## [ASSIGNED TASK]
Within the entries below, find the portion that opens with the line containing "asks specifically for" and closes with the line containing "for this behavior". Retype that portion exactly and only.

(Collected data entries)
□ □ □ □ □

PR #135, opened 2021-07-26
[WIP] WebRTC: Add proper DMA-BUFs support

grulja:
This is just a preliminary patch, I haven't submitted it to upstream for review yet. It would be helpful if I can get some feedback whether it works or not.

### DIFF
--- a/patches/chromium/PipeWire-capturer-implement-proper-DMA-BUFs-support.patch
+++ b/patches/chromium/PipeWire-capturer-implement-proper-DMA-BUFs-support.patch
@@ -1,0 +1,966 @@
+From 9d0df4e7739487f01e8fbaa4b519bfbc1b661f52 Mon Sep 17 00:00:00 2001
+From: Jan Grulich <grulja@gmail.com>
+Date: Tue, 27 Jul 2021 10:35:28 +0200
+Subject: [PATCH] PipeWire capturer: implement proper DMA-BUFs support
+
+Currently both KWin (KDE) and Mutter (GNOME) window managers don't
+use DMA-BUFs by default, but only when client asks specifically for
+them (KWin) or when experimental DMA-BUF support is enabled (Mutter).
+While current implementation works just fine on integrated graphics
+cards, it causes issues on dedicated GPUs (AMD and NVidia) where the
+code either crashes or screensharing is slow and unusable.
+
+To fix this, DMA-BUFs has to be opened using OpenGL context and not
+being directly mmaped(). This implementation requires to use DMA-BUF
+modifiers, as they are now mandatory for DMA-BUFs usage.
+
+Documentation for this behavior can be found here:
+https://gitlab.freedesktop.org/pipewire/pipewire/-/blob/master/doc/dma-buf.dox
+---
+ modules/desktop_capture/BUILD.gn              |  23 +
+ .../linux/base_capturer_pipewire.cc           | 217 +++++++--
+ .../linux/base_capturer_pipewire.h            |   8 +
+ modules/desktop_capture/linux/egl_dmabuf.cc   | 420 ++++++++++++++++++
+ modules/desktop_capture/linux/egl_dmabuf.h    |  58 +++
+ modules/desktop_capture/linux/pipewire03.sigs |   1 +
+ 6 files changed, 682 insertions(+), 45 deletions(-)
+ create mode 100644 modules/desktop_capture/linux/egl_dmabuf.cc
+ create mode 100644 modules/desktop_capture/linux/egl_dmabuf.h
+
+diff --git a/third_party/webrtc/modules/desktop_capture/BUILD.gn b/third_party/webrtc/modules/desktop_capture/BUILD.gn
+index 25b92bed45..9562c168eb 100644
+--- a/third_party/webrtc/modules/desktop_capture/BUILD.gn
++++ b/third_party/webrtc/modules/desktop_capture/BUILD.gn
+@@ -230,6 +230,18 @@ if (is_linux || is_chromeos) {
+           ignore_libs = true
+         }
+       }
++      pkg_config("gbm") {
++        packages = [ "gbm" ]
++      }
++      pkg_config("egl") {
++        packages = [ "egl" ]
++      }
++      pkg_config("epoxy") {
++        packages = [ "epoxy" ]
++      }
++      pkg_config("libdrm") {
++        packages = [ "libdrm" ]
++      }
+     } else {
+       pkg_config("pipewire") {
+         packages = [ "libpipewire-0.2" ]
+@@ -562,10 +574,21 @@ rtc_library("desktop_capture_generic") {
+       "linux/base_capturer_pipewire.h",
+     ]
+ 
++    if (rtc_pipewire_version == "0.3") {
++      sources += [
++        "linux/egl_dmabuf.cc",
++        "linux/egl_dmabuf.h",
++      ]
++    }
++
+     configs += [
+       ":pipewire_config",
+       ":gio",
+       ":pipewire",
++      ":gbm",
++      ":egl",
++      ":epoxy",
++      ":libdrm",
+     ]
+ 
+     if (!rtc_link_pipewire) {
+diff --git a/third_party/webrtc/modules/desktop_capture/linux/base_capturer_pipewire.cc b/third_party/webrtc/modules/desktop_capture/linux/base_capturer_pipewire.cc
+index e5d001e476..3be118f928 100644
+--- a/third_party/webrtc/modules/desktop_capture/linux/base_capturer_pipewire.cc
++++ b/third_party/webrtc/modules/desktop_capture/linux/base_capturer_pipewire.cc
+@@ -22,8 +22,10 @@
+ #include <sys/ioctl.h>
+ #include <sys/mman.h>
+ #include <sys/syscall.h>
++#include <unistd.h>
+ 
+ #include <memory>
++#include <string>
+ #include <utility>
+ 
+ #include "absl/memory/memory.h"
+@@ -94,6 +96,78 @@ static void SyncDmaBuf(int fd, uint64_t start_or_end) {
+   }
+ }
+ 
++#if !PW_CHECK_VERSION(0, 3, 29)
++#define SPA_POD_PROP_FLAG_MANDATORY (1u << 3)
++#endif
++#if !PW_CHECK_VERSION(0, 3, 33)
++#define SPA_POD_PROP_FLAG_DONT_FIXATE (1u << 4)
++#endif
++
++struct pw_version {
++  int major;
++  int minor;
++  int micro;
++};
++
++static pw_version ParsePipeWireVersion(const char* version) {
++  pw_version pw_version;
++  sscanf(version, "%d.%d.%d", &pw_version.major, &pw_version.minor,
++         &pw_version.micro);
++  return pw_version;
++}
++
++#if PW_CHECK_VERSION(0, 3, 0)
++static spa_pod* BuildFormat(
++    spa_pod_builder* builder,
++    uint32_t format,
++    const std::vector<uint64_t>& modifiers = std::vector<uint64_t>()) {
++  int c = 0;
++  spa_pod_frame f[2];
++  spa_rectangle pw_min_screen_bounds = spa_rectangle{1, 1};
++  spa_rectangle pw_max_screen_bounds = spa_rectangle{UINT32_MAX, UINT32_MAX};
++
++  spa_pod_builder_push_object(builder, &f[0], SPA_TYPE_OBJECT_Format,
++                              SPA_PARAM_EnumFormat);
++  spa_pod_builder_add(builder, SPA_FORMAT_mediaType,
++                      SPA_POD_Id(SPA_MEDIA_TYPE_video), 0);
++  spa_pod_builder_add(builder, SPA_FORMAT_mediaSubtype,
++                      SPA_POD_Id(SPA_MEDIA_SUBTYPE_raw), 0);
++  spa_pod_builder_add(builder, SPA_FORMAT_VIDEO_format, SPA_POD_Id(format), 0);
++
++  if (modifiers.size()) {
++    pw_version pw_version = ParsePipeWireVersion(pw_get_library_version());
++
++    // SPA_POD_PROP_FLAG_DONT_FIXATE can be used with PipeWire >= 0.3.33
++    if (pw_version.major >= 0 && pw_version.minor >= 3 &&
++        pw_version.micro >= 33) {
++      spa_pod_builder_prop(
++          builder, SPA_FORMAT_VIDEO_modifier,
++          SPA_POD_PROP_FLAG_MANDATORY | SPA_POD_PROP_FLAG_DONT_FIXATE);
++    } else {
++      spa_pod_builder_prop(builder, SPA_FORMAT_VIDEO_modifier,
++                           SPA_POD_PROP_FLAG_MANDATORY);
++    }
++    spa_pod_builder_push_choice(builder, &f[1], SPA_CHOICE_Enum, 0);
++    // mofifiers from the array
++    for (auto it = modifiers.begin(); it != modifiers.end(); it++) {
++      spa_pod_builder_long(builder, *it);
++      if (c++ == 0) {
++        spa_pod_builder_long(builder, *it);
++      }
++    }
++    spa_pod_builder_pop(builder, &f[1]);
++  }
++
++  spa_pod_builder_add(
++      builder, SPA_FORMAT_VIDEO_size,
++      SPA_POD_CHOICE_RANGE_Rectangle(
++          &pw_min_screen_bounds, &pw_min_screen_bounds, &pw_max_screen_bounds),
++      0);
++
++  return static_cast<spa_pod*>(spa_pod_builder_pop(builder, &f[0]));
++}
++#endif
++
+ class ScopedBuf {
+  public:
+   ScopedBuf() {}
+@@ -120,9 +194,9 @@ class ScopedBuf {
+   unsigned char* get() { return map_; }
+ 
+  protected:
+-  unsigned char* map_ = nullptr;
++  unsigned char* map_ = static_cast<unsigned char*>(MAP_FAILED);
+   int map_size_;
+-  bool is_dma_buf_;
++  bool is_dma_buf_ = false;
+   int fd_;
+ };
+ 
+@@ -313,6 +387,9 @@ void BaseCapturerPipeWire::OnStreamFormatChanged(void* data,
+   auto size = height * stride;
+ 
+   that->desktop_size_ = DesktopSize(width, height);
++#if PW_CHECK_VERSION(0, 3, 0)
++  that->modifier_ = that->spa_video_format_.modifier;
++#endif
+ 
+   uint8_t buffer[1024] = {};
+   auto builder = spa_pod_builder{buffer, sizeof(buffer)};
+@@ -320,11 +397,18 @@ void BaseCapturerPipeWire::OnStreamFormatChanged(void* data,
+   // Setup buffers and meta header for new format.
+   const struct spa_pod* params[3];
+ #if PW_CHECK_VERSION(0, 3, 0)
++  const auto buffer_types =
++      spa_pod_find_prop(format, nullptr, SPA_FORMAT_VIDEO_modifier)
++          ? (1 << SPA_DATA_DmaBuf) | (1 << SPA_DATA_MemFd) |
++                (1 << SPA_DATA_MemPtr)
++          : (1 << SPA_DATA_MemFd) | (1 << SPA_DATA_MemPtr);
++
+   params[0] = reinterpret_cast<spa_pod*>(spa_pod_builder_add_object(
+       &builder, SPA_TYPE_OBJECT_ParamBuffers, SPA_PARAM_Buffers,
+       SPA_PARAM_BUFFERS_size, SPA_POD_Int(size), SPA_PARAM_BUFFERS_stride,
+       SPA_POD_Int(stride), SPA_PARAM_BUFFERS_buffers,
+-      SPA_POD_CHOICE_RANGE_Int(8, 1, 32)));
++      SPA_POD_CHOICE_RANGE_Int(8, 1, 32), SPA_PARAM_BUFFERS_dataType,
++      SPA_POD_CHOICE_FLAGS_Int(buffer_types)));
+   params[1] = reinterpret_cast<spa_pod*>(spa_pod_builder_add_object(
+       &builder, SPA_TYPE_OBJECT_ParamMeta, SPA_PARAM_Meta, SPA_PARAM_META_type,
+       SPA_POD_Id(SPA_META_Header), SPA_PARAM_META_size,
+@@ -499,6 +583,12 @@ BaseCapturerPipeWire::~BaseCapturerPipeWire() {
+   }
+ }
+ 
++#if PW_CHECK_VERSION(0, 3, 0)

□ □ □ □ □

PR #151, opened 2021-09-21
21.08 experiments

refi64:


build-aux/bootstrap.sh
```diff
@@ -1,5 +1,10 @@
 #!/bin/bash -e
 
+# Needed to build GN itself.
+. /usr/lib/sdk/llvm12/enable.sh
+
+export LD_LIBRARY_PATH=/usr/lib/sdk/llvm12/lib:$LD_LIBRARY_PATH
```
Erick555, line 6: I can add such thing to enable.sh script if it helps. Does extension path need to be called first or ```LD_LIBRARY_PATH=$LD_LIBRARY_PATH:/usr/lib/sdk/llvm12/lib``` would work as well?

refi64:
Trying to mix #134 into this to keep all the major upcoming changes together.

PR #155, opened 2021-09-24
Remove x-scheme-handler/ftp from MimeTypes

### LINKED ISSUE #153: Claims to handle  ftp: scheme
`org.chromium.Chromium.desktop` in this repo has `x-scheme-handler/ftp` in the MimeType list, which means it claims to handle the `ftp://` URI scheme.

□ □ □ □ □

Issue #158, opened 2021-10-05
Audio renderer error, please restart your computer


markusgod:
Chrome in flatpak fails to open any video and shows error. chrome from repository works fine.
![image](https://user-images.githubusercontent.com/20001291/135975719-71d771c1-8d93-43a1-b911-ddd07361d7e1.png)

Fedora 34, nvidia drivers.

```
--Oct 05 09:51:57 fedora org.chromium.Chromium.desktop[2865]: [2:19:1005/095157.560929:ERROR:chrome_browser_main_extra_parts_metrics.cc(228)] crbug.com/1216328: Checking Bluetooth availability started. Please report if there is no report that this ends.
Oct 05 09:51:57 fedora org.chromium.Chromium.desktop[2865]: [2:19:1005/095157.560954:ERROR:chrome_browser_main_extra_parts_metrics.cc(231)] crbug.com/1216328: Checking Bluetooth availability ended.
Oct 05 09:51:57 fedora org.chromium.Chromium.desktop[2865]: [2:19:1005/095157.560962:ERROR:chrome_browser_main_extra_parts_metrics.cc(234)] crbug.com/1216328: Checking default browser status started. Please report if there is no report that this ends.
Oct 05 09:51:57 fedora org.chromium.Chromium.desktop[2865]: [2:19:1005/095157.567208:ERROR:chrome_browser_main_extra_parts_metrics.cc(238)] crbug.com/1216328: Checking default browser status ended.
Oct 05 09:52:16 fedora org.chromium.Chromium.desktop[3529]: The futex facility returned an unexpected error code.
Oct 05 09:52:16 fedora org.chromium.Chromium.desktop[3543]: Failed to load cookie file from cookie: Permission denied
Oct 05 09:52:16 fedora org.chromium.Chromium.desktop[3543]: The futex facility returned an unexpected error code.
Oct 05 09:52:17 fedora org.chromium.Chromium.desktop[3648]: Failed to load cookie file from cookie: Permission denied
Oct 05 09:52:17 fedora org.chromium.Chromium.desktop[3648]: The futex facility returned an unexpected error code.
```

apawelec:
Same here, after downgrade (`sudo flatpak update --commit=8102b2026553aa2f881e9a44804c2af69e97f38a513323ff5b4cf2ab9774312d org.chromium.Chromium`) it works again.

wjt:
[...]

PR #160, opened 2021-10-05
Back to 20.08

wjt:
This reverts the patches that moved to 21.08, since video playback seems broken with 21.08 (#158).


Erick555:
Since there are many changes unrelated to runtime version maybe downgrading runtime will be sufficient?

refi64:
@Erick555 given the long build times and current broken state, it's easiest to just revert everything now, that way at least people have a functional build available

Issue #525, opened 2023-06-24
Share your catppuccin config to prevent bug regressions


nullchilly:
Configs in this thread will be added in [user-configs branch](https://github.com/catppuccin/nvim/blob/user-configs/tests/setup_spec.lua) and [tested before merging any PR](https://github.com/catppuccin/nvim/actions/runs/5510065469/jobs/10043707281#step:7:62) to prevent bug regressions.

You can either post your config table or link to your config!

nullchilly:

□ □ □ □ □

## [FINISHED TASK]
+use DMA-BUFs by default, but only when client asks specifically for
+them (KWin) or when experimental DMA-BUF support is enabled (Mutter).
+While current implementation works just fine on integrated graphics
+cards, it causes issues on dedicated GPUs (AMD and NVidia) where the
+code either crashes or screensharing is slow and unusable.
+
+To fix this, DMA-BUFs has to be opened using OpenGL context and not
+being directly mmaped(). This implementation requires to use DMA-BUF
+modifiers, as they are now mandatory for DMA-BUFs usage.
+
+Documentation for this behavior can be found here:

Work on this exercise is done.